(Data entries)
PR #1097, opened 2023-05-19
Revert "Use release flag in JavaCompile"

JakeWharton:
Reverts cashapp/redwood#1092


chrisbanes (approved):

JakeWharton:
Probably can bring this back once configuration moves into the build plugin and we have more knowledge about what type of module it is being applied to.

» Task directions
Write out only those lines that fall between the one containing "release flag in" and the end of the entries, the first and last included, exactly as they read.

» Task result
Revert "Use release flag in JavaCompile"

JakeWharton:
Reverts cashapp/redwood#1092


chrisbanes (approved):

JakeWharton:
Probably can bring this back once configuration moves into the build plugin and we have more knowledge about what type of module it is being applied to.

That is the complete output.